Researchers at Washington University School of Medicine have found that stimulating a protein in muscle tissue can increase the average lifespan of mice and also foil some age-related diseases.
The researchers believe a similar approach may someday help people avoid age-related problems such as atherosclerosis, diabetes, hypertension and even some cancers.
The study was conducted through a series of experiment where the researchers bred large numbers of mice, fed them a normal chow diet and followed each mouse until its natural death.
Half were genetically engineered to make more of a protein in their muscle tissue called uncoupling protein-1.
The uncoupling protein-1 converts the energy from food into heat and imitates the effects of exercise.
In a past research conducted in the laboratory of Clay F. Semenkovich, the Herbert S. Gasser Professor and chief of the Division of Endocrinology, Metabolism and Lipid Research, it was found that mice with extra uncoupling protein-1 in muscle tissue are protected from diabetes and obesity.
"Uncoupling basically means generating inefficient metabolism," said Semenkovich.
"We knew years ago that when mice manufactured uncoupling protein in muscle, they didn't become obese.

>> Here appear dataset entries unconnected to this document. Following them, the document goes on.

PR #107, opened 2022-10-13
config gen

SeanMooney:
- refactor config generation via common base class.


controllers/novaapi_controller.go
```diff
@@ -233,6 +222,27 @@ func (r *NovaAPIReconciler) reconcileNormal(
 		return ctrl.Result{}, err
 	}
 
+	// all our input checks out so report InputReady
+	instance.Status.Conditions.MarkTrue(condition.InputReadyCondition, condition.InputReadyMessage)
```
gibizer, line 226: This used to be after the ensureSecret and before service config generation. Is it intentional that you moved it after generateConfig?

controllers/novaapi_controller.go
```diff
@@ -292,74 +302,117 @@ func (r *NovaAPIReconciler) reconcileNormal(
...
-			Namespace:     instance.Namespace,
-			Type:          util.TemplateTypeConfig,
-			InstanceType:  instance.Kind,
-			CustomData:    customData,
-			ConfigOptions: templateParameters,
-			Labels:        cmLabels,
-		},
-	}
-	err := configmap.EnsureConfigMaps(ctx, h, instance, cms, envVars)
+	err := helper.GetClient().Get(ctx, secretName, secret)
```
gibizer, line 314: Let's modify ensureSecret to return the Secret object as it already queries it so you don't have to re-query it here.

controllers/novaapi_controller.go
```diff
@@ -292,74 +302,117 @@ func (r *NovaAPIReconciler) reconcileNormal(
...
 		return err
 	}
-
-	return nil
+	configMapVars := make(map[string]env.Setter)
+	templateParameters := map[string]interface{}{
+		"service_name":           "nova-api",
+		"keystone_internal_url":  instance.Spec.KeystoneAuthURL,
+		"nova_keystone_user":     instance.Spec.ServiceUser,
+		"nova_keystone_password": string(secret.Data[instance.Spec.PasswordSelectors.Service]),
```
gibizer, line 323: I think secrets are base64 encoded today.

controllers/novaapi_controller.go
```diff
@@ -292,74 +302,117 @@ func (r *NovaAPIReconciler) reconcileNormal(
...
+		"api_db_user":            instance.Spec.APIDatabaseUser,
+		"api_db_password":        string(secret.Data[instance.Spec.PasswordSelectors.APIDatabase]),
+		"api_db_adddress":        instance.Spec.APIDatabaseHostname,
+		"api_db_port":            3306,             // TODO lookup from service?
```
gibizer, line 327: I think it is OK to hardcode it now. If we need to make this configurable then we need to:
1. add a NovaDatabasePort to the NovaAPISpec (but not the NovaAPITemplate)
2. extrend the lib-common's Database struct to expose the port from the Service

But we talked about passing down specific secrets from Nova to NovaAPI with the DB user and password so we can actually but the whole DB URLs or the pieces of it there.

controllers/novaapi_controller.go
```diff
@@ -292,74 +302,117 @@ func (r *NovaAPIReconciler) reconcileNormal(
...
-	}
-	err := configmap.EnsureConfigMaps(ctx, h, instance, cms, envVars)
+	err := helper.GetClient().Get(ctx, secretName, secret)
 	if err != nil {
 		return err
 	}
-
-	return nil
+	configMapVars := make(map[string]env.Setter)
+	templateParameters := map[string]interface{}{
```
gibizer, line 319: can we make this a map[string]string ?

controllers/novaapi_controller.go
```diff
@@ -292,74 +302,117 @@ func (r *NovaAPIReconciler) reconcileNormal(
...
-		},
-	}
-	err := configmap.EnsureConfigMaps(ctx, h, instance, cms, envVars)
+	err := helper.GetClient().Get(ctx, secretName, secret)
 	if err != nil {
 		return err
 	}
-
-	return nil
+	configMapVars := make(map[string]env.Setter)
```
gibizer, line 318: This will get populated with the hash of the ConfigMaps created by lib-common we need to store those hashes in instance.Status to know when the config is changed so that when the service needs to be restarted. In the baseline `hashes` was passed in here from reconcile(). So I think we need to do that here as well instead of creating a local map here.

controllers/novaapi_controller.go
```diff
@@ -292,74 +302,117 @@ func (r *NovaAPIReconciler) reconcileNormal(
...
+	templateParameters := map[string]interface{}{
+		"service_name":           "nova-api",
+		"keystone_internal_url":  instance.Spec.KeystoneAuthURL,
+		"nova_keystone_user":     instance.Spec.ServiceUser,
+		"nova_keystone_password": string(secret.Data[instance.Spec.PasswordSelectors.Service]),
+		"api_db_user":            instance.Spec.APIDatabaseUser,
+		"api_db_password":        string(secret.Data[instance.Spec.PasswordSelectors.APIDatabase]),
```
gibizer, line 325: We need to sync what fields are used here from the secret and what fields are ensured to exists in the Secret by ensureSecret. Otherwise we can silently get an empty string as the value here if the field does not exists in the Secret.

pkg/common/config.go
```diff
@@ -0,0 +1,58 @@
...
+)
+
+// GenerateConfigMaps helper function to generate config maps
+func (r *ReconcilerBase) GenerateConfigMaps(
+	ctx context.Context, h *helper.Helper,
+	instance client.Object, envVars *map[string]env.Setter,
+	templateParameters *map[string]interface{},
+	extraData *map[string]string,
+) error {
+	r.Log.Info("Reconciling Service")
```
gibizer, line 22: drop this.

pkg/common/config.go
```diff
@@ -0,0 +1,58 @@
...
+	cmLabels := labels.GetLabels(instance, labels.GetGroupLabel("nova"), map[string]string{})
```
gibizer, line 23: This was 
```golang
cmLabels := labels.GetLabels(instance, labels.GetGroupLabel(NovaAPILabelPrefix), map[string]string{})
```
I think  we want to keep the NovaAPI specific labeling. So either we need to move that constant to the ReconcilerBase or pass it as as parameter.

controllers/novaapi_controller.go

The next challenge was to see whether the protein would be relevant to some of the major problems that affect humans, namely aging and age-related disease," he added.
Semenkovich said that he was disappointed when maximum didn't increase.
"We were a little bit disappointed because we had hoped uncoupling in muscle would slow aging, but maximum lifespan didn't increase. However, the odds of reaching that maximum lifespan did improve in the uncoupled mice," he said.
The results revealed that the mice with the genetic modifications were more likely to live longer, presumably because they were able to avoid age-related diseases.
A common feature in all experiments was that the body fat decreased along with inflammation in the animals by accelerating muscle metabolism with uncoupling protein delayed death and diseases, including atherosclerosis, diabetes, hypertension and even cancer.
"Where the uncoupling occurs has a big impact," he says. "If this principle someday becomes a therapy, it will be very important to target the proper tissues to produce the desired effects," said Semenkovich.
"Uncoupling in muscle may be a substitute for exercise," he says. "If that's true in humans, and if uncoupling can be done safely, this could be an important therapy because it's sometimes very difficult to get people to exercise," he concluded.